BRIEF: Find the string "policies" in the records. Copy each line that has it.

GIVEN RECORDS:
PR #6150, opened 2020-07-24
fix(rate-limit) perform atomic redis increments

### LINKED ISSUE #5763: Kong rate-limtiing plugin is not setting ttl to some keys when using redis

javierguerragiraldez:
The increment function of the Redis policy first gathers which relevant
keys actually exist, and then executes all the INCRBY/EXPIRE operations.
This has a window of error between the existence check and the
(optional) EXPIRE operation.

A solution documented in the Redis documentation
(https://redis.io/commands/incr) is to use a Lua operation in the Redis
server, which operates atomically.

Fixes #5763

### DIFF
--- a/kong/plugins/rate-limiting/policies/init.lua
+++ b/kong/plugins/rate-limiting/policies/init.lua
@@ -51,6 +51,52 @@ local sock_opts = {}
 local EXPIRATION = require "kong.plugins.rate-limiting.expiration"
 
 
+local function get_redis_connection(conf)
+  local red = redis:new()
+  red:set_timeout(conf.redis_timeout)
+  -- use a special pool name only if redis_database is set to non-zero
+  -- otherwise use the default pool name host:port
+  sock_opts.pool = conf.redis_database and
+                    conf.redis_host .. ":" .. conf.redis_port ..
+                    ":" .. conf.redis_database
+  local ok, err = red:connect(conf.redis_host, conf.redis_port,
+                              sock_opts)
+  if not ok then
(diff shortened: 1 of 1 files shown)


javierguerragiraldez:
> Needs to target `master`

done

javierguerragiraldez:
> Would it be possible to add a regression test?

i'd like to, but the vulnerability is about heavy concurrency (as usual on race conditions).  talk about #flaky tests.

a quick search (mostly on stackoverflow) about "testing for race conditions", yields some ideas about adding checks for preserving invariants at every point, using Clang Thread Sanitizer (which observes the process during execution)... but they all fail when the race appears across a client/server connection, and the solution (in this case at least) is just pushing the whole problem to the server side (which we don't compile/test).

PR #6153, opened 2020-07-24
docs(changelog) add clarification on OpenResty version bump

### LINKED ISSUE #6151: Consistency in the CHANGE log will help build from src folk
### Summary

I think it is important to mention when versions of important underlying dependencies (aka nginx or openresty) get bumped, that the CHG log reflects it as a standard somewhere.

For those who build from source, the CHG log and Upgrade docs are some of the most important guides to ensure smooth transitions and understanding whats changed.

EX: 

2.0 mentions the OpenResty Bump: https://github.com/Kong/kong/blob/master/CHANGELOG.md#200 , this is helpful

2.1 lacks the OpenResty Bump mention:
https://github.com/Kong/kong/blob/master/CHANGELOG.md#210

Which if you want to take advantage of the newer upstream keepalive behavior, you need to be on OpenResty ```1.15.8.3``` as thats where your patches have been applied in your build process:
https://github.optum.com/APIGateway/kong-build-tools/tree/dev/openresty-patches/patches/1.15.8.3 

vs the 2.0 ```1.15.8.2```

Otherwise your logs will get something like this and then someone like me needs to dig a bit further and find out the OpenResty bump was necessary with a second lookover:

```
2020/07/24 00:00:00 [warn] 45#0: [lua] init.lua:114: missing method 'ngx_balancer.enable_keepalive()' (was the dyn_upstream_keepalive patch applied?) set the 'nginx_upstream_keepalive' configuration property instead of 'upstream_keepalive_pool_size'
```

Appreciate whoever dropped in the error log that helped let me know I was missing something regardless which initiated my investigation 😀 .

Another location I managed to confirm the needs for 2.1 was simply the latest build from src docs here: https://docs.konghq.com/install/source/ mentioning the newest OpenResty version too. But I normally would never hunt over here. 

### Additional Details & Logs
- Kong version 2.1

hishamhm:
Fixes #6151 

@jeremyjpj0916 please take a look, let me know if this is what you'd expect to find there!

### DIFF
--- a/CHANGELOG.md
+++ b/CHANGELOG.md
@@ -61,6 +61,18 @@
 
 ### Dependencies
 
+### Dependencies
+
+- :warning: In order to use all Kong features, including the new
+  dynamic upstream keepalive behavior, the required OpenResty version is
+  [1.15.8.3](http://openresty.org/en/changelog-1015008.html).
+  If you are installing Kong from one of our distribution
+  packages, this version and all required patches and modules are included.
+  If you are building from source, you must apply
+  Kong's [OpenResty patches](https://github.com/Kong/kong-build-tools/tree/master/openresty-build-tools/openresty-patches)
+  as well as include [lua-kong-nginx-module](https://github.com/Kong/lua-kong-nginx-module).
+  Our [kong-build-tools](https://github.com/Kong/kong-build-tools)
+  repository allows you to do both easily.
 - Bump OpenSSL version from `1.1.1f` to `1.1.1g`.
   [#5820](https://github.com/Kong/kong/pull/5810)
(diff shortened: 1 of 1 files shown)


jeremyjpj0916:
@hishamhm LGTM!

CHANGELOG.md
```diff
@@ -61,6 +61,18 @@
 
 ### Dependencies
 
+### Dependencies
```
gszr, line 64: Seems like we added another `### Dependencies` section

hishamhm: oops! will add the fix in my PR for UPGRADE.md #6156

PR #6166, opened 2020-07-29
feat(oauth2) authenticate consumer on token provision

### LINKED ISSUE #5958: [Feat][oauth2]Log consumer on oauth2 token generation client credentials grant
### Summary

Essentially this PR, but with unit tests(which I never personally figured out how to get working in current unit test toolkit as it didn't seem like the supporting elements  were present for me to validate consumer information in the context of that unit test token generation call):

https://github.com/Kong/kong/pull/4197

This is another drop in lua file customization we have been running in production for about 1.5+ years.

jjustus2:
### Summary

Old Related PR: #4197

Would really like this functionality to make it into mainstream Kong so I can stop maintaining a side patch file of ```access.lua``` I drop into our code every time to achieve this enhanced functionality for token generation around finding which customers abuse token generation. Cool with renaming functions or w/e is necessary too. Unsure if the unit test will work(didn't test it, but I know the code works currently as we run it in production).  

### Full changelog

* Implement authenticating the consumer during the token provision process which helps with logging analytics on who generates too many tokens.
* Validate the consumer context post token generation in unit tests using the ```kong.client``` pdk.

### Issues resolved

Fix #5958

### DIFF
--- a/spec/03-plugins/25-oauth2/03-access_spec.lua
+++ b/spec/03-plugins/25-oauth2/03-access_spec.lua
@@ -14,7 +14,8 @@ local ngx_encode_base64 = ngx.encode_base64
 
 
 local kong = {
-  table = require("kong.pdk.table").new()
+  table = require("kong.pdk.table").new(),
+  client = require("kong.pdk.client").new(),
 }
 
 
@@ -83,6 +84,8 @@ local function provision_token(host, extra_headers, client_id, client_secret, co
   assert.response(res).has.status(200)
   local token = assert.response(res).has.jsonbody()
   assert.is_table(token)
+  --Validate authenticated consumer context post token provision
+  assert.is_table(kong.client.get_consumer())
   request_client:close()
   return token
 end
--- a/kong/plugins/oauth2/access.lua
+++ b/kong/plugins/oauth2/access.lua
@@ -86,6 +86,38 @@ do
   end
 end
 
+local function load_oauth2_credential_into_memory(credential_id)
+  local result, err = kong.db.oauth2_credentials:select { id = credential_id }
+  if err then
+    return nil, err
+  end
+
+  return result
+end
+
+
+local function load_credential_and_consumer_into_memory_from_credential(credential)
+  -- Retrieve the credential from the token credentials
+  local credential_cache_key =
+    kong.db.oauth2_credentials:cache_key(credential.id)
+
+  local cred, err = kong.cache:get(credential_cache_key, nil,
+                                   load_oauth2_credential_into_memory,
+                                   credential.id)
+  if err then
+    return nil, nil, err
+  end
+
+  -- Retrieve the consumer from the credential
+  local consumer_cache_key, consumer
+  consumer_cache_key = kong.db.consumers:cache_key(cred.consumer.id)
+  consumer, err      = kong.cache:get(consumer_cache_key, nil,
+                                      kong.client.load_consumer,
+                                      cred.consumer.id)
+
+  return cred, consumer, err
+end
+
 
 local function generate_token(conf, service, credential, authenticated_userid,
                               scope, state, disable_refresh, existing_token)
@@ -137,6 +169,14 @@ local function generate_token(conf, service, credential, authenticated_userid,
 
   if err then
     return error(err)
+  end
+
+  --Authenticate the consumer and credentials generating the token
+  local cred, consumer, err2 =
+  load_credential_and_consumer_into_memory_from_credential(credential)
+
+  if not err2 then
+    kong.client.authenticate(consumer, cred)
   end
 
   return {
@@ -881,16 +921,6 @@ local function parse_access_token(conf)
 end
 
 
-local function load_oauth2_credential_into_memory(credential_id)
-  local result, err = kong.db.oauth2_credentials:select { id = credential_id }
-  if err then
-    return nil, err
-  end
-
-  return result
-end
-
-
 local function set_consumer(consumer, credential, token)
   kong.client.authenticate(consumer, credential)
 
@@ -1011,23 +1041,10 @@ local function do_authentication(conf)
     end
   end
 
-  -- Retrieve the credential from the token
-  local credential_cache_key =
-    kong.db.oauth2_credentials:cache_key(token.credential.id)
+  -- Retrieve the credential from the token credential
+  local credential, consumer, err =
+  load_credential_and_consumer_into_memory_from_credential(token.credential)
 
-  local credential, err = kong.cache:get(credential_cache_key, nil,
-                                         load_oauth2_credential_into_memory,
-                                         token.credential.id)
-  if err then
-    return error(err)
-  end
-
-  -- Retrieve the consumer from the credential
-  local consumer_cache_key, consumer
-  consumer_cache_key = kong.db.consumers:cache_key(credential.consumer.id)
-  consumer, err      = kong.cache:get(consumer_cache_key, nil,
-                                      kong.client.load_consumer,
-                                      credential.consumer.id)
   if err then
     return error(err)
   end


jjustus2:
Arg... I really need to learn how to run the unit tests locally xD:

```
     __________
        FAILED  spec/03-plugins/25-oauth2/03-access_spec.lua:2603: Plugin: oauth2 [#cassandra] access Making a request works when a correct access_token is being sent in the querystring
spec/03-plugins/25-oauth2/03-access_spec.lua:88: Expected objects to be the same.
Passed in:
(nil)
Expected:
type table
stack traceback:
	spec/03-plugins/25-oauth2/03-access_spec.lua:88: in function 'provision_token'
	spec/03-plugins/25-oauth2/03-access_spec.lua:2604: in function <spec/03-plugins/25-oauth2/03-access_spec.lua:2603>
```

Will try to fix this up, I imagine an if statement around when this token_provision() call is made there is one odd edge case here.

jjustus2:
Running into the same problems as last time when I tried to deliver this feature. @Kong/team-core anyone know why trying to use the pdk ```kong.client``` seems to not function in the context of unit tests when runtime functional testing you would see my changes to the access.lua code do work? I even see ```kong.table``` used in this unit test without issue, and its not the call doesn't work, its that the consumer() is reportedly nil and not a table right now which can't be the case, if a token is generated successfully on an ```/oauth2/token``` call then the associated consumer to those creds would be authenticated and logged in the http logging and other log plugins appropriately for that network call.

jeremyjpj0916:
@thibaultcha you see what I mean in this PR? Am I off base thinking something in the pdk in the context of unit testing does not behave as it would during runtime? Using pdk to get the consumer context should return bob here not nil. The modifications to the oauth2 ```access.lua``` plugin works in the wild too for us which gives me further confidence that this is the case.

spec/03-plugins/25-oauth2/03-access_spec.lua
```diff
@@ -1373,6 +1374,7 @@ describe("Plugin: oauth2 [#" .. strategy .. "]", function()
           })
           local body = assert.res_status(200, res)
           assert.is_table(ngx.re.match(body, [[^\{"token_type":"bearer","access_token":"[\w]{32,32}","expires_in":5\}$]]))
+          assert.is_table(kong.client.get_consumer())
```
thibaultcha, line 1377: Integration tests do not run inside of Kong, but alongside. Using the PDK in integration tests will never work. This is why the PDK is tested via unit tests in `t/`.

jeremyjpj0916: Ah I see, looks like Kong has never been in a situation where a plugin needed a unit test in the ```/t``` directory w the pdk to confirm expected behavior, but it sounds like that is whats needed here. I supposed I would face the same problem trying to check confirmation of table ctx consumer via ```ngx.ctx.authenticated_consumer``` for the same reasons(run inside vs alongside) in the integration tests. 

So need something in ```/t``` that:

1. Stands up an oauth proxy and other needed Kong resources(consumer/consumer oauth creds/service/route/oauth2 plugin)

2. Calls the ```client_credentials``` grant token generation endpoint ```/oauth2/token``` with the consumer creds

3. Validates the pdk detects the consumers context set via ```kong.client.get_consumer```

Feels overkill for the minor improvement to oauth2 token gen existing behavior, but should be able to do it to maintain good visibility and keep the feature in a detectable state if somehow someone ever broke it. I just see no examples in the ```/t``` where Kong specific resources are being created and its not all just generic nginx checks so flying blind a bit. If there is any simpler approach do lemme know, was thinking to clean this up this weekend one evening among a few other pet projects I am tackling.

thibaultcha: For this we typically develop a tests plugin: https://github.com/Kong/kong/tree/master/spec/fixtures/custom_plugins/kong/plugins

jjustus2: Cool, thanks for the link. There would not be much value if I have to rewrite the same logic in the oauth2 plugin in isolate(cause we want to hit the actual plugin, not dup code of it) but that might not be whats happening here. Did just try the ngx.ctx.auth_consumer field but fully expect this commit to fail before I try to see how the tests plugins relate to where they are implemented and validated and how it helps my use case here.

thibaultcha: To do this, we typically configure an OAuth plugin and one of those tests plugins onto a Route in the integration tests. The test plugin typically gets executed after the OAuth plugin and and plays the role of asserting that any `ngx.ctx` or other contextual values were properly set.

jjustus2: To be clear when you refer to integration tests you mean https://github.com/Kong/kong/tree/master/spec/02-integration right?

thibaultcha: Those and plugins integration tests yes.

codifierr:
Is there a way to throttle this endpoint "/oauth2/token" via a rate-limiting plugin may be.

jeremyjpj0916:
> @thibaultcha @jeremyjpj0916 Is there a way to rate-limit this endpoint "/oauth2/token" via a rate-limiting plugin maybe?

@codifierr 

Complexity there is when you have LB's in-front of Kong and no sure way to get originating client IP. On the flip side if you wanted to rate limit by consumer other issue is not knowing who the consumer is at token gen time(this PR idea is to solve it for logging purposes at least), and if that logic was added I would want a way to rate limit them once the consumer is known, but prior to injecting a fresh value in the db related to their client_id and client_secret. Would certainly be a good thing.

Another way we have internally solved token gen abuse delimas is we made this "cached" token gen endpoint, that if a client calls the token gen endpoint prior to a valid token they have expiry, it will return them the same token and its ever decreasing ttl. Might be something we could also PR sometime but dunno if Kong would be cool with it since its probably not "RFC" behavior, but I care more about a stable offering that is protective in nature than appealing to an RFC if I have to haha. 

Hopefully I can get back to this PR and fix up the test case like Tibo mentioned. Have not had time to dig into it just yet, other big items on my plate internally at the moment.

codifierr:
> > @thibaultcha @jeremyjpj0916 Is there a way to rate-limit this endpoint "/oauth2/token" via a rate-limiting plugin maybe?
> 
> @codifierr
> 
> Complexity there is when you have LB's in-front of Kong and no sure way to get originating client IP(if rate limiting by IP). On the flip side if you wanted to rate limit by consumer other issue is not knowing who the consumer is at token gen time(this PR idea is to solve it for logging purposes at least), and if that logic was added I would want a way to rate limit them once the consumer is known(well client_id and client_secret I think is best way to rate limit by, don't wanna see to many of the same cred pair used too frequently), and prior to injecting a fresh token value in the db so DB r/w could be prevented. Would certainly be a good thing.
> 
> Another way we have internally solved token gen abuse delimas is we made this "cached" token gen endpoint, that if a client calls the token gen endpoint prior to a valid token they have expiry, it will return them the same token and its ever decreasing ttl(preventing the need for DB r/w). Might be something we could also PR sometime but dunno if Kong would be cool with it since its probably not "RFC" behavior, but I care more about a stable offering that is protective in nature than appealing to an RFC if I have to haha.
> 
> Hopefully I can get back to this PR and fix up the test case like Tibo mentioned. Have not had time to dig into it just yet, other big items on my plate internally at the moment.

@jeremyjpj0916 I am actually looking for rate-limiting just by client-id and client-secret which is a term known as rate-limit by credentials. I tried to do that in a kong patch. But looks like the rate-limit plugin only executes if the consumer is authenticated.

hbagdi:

RESPONSE FOR THIS EXERCISE:
--- a/kong/plugins/rate-limiting/policies/init.lua
+++ b/kong/plugins/rate-limiting/policies/init.lua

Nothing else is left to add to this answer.